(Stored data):
Issue #646, opened 2019-07-24
[12.0][BUG] hr_holidays_public: error when inputting Date of Leave Request is Public Holiday have existed on the other Leave Request


cuongpk:
![image](https://user-images.githubusercontent.com/23528443/61784854-ad44a400-ae34-11e9-889d-810057bbc970.png)

Please help me to check this issue.
I think we need to call the function check the overlapping date before `_onchange_leave_dates` called.

pedrobaeza:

(YOUR INSTRUCTIONS):
Among the records above, find the lines where the word "check" appears and copy them.

(YOUR SOLUTION):
Please help me to check this issue.
I think we need to call the function check the overlapping date before `_onchange_leave_dates` called.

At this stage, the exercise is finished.